R. v. Johnson, [2006] O.J. No. 2182 (C.A.) at para. 11.

On occasion, appellate courts have reduced a sentence which was fit when imposed because of the significant progress the offender made while awaiting the hearing of the appeal. 

The exercise of this discretion is unusual, as routinely deciding sentence appeals on the basis of after-the-fact developments could jeopardize the integrity of the criminal process by undermining its finality.

            See R. v. Sipos, 2014 SCC 47 (CanLII), [2014] 2 S.C.R. 423, at para. 30.

The offender is required to establish that he/she has taken something akin to “very unusual significant strides” or “extraordinary rehabilitative efforts” since the original sentence was imposed, and that

  • the sentencing objectives have either been met by the offender’s extraordinary efforts (for instance specific deterrence and rehabilitation: R. v. Ghadban, 2015 ONCA 760 (CanLII)), or 
  • the public interest is better served by allowing the offender to continue his efforts to become a productive member of the community rather than by emphasizing other sentencing objectives (R. v. Ramta, 2017 ONCA 580: in that case, the objectives of denunciation and general deterrence).

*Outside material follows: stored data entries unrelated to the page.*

PR #101, opened 2015-10-15
Make QT5 apps follow the GTK style

clefebvre:
You can use dropbox systray to test:

- Without this, the menu uses the QT style (white with blue highlight)
- With this, the menu looks like according to your GTK style

### DIFF
--- a/mate-session/main.c
+++ b/mate-session/main.c
@@ -631,6 +631,9 @@ int main(int argc, char** argv)
 	 */
 	gsm_util_setenv("MATE_DESKTOP_SESSION_ID", "this-is-deprecated");
 
+	/* Make QT5 apps follow the GTK style */
+	gsm_util_setenv ("QT_STYLE_OVERRIDE", "gtk");
+
 	/*
 	 * Make sure gsettings is set up correctly.  If not, then bail.
 	 */


raveit65:
real nice, works well with dropbox applet menu.
+1

flexiondotorg:
This variable doesn't need to be set in the session manager. I've been setting this via Xsession.d. It is also worth noting some Qt apps will segfault with this variable set.

monsta:
Yes, ```/etc/X11/Xsession.d/``` might be a better place for it. Current solution doesn't affect Qt5 apps running as root...

@flexiondotorg: maybe this better be done at distro level rather than in all GTK+ desktop environments out there...

flexiondotorg:
@monsta Yes, I would prefer this to be directly user configurable in case of regression.

clefebvre:
Ok, I'll fix it in Mint specifically then.

lukefromdc:
How do you go about doing this in /etc/X11/Xsession.d? I NEED this functionality as otherwise I have to manually change every panel launcher and menu entry for QT5 apps to force the theme.

flexiondotorg:
@lukefromdc You'll find how I do it in Ubuntu MATE here - https://code.launchpad.net/~ubuntu-mate-dev/ubuntu-mate/ubuntu-mate-settings

lukefromdc:
Thanks! That worked for me, and I don't have any of the apps that segfault over it.

PR #102, opened 2015-10-15
Only wait 1 second max on logout/shutdown

clefebvre:
Ported from https://github.com/linuxmint/cinnamon-session/commit/73048abbfe05f882fed31365a1fe5b5733b6b7f6


raveit65:
seems to working
+1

On a practical level, a significant period of time must elapse between the sentence and the appeal, as short-term rehabilitative efforts are unlikely to convince an appellate court to interfere with a sentence which was fit at the time it was imposed. However, the appellate court will not exercise its discretion where the offender has artificially manipulated or “gamed” the situation, creating the delay in order to provide the opportunity to demonstrate extraordinary rehabilitation.

See for instance, R. v. Ghadban, 2015 ONCA 760 (CanLII), at para. 17.

R. v. Ramta, 2017 ONCA 580:   Offender sentenced to 20 months, having spent four years and eight months on house arrest awaiting trial and sentence.  Trial judge did not credit pre-sentence house arrest. Sentence varied on appeal to time served in light of extraordinary rehabilitative efforts since the sentence was imposed, including completing (and obtaining high standing in) a two-year college program, tutoring other students, obtaining employment in his chosen field, and fulfilling prerequisites to becoming a licensed trade.